### Task statement
Word for word, print all of the lines below.

Excerpts from a dataset:
+-------+

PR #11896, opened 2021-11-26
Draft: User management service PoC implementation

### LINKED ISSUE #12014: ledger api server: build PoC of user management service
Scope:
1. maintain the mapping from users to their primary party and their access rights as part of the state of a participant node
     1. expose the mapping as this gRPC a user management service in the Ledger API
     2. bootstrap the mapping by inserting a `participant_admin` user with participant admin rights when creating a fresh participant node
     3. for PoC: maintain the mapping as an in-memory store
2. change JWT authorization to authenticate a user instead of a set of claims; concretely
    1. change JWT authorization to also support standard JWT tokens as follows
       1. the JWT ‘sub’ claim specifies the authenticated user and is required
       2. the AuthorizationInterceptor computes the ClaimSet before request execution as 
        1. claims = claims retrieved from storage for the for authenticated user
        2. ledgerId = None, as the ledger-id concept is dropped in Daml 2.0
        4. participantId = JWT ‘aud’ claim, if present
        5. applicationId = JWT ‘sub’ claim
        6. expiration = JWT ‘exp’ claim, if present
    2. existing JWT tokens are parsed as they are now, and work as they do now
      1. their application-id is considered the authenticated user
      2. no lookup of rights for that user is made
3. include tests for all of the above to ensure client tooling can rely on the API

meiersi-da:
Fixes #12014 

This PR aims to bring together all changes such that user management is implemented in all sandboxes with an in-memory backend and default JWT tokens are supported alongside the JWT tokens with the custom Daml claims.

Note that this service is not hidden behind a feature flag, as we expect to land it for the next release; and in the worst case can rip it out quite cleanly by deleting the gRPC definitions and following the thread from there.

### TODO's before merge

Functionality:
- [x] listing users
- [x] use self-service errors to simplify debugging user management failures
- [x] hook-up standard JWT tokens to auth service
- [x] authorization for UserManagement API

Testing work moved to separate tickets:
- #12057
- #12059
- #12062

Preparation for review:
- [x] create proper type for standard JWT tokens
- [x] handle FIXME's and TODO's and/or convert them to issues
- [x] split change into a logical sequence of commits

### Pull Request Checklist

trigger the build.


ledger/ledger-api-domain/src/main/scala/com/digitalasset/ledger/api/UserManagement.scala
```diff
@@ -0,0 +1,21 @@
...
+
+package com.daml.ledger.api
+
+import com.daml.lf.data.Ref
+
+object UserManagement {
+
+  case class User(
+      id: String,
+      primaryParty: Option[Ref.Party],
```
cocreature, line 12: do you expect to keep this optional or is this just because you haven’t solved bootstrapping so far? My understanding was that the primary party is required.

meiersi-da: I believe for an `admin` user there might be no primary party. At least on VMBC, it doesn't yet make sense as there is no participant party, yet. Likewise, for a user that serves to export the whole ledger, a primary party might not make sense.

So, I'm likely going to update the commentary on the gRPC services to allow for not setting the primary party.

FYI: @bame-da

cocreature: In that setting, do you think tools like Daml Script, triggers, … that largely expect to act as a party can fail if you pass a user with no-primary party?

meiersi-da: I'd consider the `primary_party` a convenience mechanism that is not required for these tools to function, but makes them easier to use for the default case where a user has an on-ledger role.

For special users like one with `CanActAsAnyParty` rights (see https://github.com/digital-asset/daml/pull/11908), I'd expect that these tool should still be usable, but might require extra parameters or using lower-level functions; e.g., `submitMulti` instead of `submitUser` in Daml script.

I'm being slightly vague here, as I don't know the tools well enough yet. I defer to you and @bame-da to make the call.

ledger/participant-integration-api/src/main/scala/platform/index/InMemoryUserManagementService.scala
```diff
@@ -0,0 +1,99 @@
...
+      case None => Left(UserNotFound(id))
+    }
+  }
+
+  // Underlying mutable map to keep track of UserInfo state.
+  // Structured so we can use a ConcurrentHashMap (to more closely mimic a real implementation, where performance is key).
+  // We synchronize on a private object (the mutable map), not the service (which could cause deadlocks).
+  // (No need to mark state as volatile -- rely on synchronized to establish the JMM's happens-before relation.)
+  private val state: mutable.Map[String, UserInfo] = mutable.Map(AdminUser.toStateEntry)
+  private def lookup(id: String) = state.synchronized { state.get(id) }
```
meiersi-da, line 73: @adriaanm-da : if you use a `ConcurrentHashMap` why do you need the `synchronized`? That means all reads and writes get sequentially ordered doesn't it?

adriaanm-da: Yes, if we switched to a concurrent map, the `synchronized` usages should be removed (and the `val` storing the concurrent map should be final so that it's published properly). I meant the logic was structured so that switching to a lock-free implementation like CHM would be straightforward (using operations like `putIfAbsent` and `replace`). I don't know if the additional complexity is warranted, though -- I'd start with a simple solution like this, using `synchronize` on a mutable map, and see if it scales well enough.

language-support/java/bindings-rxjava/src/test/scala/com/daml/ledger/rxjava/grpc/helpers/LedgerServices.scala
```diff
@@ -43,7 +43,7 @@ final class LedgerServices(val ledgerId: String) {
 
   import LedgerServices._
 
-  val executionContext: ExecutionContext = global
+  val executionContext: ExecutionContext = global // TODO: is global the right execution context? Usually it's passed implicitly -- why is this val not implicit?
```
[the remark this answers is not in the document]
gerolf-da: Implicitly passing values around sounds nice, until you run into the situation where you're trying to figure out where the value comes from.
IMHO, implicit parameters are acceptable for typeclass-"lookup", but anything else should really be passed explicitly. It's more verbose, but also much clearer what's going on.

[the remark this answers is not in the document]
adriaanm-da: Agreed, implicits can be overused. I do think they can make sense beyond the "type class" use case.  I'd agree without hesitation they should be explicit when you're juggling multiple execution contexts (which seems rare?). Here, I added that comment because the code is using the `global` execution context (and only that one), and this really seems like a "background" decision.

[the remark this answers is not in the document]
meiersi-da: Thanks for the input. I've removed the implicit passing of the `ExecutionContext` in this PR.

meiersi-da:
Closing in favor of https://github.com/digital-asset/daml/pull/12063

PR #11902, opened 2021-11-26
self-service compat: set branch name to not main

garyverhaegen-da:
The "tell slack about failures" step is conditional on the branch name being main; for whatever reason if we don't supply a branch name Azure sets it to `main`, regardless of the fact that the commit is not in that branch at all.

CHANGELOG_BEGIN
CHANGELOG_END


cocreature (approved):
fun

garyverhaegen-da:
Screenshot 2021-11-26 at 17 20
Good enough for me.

+-------+

### Task result
PR #11896, opened 2021-11-26
Draft: User management service PoC implementation

### LINKED ISSUE #12014: ledger api server: build PoC of user management service
Scope:
1. maintain the mapping from users to their primary party and their access rights as part of the state of a participant node
     1. expose the mapping as this gRPC a user management service in the Ledger API
     2. bootstrap the mapping by inserting a `participant_admin` user with participant admin rights when creating a fresh participant node
     3. for PoC: maintain the mapping as an in-memory store
2. change JWT authorization to authenticate a user instead of a set of claims; concretely
    1. change JWT authorization to also support standard JWT tokens as follows
       1. the JWT ‘sub’ claim specifies the authenticated user and is required
       2. the AuthorizationInterceptor computes the ClaimSet before request execution as 
        1. claims = claims retrieved from storage for the for authenticated user
        2. ledgerId = None, as the ledger-id concept is dropped in Daml 2.0
        4. participantId = JWT ‘aud’ claim, if present
        5. applicationId = JWT ‘sub’ claim
        6. expiration = JWT ‘exp’ claim, if present
    2. existing JWT tokens are parsed as they are now, and work as they do now
      1. their application-id is considered the authenticated user
      2. no lookup of rights for that user is made
3. include tests for all of the above to ensure client tooling can rely on the API

meiersi-da:
Fixes #12014 

This PR aims to bring together all changes such that user management is implemented in all sandboxes with an in-memory backend and default JWT tokens are supported alongside the JWT tokens with the custom Daml claims.

Note that this service is not hidden behind a feature flag, as we expect to land it for the next release; and in the worst case can rip it out quite cleanly by deleting the gRPC definitions and following the thread from there.

### TODO's before merge

Functionality:
- [x] listing users
- [x] use self-service errors to simplify debugging user management failures
- [x] hook-up standard JWT tokens to auth service
- [x] authorization for UserManagement API

Testing work moved to separate tickets:
- #12057
- #12059
- #12062

Preparation for review:
- [x] create proper type for standard JWT tokens
- [x] handle FIXME's and TODO's and/or convert them to issues
- [x] split change into a logical sequence of commits

### Pull Request Checklist

trigger the build.


ledger/ledger-api-domain/src/main/scala/com/digitalasset/ledger/api/UserManagement.scala
```diff
@@ -0,0 +1,21 @@
...
+
+package com.daml.ledger.api
+
+import com.daml.lf.data.Ref
+
+object UserManagement {
+
+  case class User(
+      id: String,
+      primaryParty: Option[Ref.Party],
```
cocreature, line 12: do you expect to keep this optional or is this just because you haven’t solved bootstrapping so far? My understanding was that the primary party is required.

meiersi-da: I believe for an `admin` user there might be no primary party. At least on VMBC, it doesn't yet make sense as there is no participant party, yet. Likewise, for a user that serves to export the whole ledger, a primary party might not make sense.

So, I'm likely going to update the commentary on the gRPC services to allow for not setting the primary party.

FYI: @bame-da

cocreature: In that setting, do you think tools like Daml Script, triggers, … that largely expect to act as a party can fail if you pass a user with no-primary party?

meiersi-da: I'd consider the `primary_party` a convenience mechanism that is not required for these tools to function, but makes them easier to use for the default case where a user has an on-ledger role.

For special users like one with `CanActAsAnyParty` rights (see https://github.com/digital-asset/daml/pull/11908), I'd expect that these tool should still be usable, but might require extra parameters or using lower-level functions; e.g., `submitMulti` instead of `submitUser` in Daml script.

I'm being slightly vague here, as I don't know the tools well enough yet. I defer to you and @bame-da to make the call.

ledger/participant-integration-api/src/main/scala/platform/index/InMemoryUserManagementService.scala
```diff
@@ -0,0 +1,99 @@
...
+      case None => Left(UserNotFound(id))
+    }
+  }
+
+  // Underlying mutable map to keep track of UserInfo state.
+  // Structured so we can use a ConcurrentHashMap (to more closely mimic a real implementation, where performance is key).
+  // We synchronize on a private object (the mutable map), not the service (which could cause deadlocks).
+  // (No need to mark state as volatile -- rely on synchronized to establish the JMM's happens-before relation.)
+  private val state: mutable.Map[String, UserInfo] = mutable.Map(AdminUser.toStateEntry)
+  private def lookup(id: String) = state.synchronized { state.get(id) }
```
meiersi-da, line 73: @adriaanm-da : if you use a `ConcurrentHashMap` why do you need the `synchronized`? That means all reads and writes get sequentially ordered doesn't it?

adriaanm-da: Yes, if we switched to a concurrent map, the `synchronized` usages should be removed (and the `val` storing the concurrent map should be final so that it's published properly). I meant the logic was structured so that switching to a lock-free implementation like CHM would be straightforward (using operations like `putIfAbsent` and `replace`). I don't know if the additional complexity is warranted, though -- I'd start with a simple solution like this, using `synchronize` on a mutable map, and see if it scales well enough.

language-support/java/bindings-rxjava/src/test/scala/com/daml/ledger/rxjava/grpc/helpers/LedgerServices.scala
```diff
@@ -43,7 +43,7 @@ final class LedgerServices(val ledgerId: String) {
 
   import LedgerServices._
 
-  val executionContext: ExecutionContext = global
+  val executionContext: ExecutionContext = global // TODO: is global the right execution context? Usually it's passed implicitly -- why is this val not implicit?
```
[the remark this answers is not in the document]
gerolf-da: Implicitly passing values around sounds nice, until you run into the situation where you're trying to figure out where the value comes from.
IMHO, implicit parameters are acceptable for typeclass-"lookup", but anything else should really be passed explicitly. It's more verbose, but also much clearer what's going on.

[the remark this answers is not in the document]
adriaanm-da: Agreed, implicits can be overused. I do think they can make sense beyond the "type class" use case.  I'd agree without hesitation they should be explicit when you're juggling multiple execution contexts (which seems rare?). Here, I added that comment because the code is using the `global` execution context (and only that one), and this really seems like a "background" decision.

[the remark this answers is not in the document]
meiersi-da: Thanks for the input. I've removed the implicit passing of the `ExecutionContext` in this PR.

meiersi-da:
Closing in favor of https://github.com/digital-asset/daml/pull/12063

PR #11902, opened 2021-11-26
self-service compat: set branch name to not main

garyverhaegen-da:
The "tell slack about failures" step is conditional on the branch name being main; for whatever reason if we don't supply a branch name Azure sets it to `main`, regardless of the fact that the commit is not in that branch at all.

CHANGELOG_BEGIN
CHANGELOG_END


cocreature (approved):
fun

garyverhaegen-da:
Screenshot 2021-11-26 at 17 20
Good enough for me.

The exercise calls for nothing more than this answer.